BEGIN Material provided

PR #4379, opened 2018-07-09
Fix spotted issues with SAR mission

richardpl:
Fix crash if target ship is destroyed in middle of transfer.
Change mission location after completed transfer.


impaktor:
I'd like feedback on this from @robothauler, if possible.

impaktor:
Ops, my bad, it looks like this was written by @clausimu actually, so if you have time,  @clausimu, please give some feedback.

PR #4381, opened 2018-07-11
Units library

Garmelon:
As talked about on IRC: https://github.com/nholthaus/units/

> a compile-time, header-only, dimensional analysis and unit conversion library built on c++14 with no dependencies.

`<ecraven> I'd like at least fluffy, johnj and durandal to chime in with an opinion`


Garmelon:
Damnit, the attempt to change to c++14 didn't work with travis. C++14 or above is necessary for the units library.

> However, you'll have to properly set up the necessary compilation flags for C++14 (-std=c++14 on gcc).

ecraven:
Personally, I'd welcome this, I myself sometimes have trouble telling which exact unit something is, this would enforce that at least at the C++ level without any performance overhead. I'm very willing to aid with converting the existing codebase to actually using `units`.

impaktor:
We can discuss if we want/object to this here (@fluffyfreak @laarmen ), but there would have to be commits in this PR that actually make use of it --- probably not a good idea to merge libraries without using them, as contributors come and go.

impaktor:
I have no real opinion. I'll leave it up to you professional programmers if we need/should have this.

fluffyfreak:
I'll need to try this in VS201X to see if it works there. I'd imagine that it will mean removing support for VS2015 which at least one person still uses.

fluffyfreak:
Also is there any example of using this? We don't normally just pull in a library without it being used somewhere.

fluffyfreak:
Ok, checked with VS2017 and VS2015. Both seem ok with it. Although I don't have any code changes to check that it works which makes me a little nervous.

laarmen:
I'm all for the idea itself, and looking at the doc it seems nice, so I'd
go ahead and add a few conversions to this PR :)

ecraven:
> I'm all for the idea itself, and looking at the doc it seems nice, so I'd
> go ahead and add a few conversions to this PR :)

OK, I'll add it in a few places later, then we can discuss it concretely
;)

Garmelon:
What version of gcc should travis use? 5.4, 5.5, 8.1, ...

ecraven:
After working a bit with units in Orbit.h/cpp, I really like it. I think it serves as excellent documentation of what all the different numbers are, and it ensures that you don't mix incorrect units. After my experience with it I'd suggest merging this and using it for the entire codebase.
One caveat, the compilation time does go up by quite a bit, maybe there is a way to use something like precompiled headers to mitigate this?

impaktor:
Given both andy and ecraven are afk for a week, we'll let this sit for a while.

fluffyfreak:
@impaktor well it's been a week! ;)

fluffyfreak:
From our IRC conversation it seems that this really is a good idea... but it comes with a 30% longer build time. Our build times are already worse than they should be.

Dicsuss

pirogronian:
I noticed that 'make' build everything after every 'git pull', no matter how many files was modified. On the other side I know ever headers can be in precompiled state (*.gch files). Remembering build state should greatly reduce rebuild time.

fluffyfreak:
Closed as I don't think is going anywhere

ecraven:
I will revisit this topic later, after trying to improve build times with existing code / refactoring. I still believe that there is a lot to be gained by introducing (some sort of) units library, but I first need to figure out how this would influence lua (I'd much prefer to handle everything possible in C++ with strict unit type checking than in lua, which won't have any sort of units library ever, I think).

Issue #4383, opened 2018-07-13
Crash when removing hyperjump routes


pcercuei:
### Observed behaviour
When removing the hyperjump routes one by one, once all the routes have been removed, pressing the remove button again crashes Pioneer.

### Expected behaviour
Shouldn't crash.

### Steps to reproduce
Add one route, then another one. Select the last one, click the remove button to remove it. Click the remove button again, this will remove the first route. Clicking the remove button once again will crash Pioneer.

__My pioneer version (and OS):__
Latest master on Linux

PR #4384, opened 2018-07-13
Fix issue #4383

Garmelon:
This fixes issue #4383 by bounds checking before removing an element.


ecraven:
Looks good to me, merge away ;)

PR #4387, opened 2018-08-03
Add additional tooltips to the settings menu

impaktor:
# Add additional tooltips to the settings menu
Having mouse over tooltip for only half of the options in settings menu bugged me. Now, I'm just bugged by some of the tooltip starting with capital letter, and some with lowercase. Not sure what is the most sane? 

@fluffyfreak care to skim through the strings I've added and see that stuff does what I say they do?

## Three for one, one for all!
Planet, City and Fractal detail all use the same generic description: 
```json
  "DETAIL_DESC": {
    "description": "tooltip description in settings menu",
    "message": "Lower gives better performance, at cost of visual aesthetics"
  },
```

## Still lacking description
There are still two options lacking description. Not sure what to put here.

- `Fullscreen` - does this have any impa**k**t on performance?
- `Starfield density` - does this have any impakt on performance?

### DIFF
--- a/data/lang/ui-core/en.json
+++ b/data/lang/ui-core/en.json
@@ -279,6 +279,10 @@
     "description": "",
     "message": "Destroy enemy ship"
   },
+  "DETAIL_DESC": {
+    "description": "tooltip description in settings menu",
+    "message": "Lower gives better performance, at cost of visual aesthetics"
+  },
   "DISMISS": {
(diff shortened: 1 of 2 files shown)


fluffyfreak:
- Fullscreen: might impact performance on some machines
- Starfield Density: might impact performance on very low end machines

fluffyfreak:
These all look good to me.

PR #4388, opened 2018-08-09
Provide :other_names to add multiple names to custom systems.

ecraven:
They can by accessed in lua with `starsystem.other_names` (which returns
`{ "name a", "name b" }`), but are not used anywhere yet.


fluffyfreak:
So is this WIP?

END Material provided

Task requirements =
Take the stretch of lines above from the one containing "Having mouse over" through the one containing "## Still lacking description" and repeat it exactly, adding no other line.

Your solution =
Having mouse over tooltip for only half of the options in settings menu bugged me. Now, I'm just bugged by some of the tooltip starting with capital letter, and some with lowercase. Not sure what is the most sane? 

@fluffyfreak care to skim through the strings I've added and see that stuff does what I say they do?

## Three for one, one for all!
Planet, City and Fractal detail all use the same generic description: 
```json
  "DETAIL_DESC": {
    "description": "tooltip description in settings menu",
    "message": "Lower gives better performance, at cost of visual aesthetics"
  },
```

## Still lacking description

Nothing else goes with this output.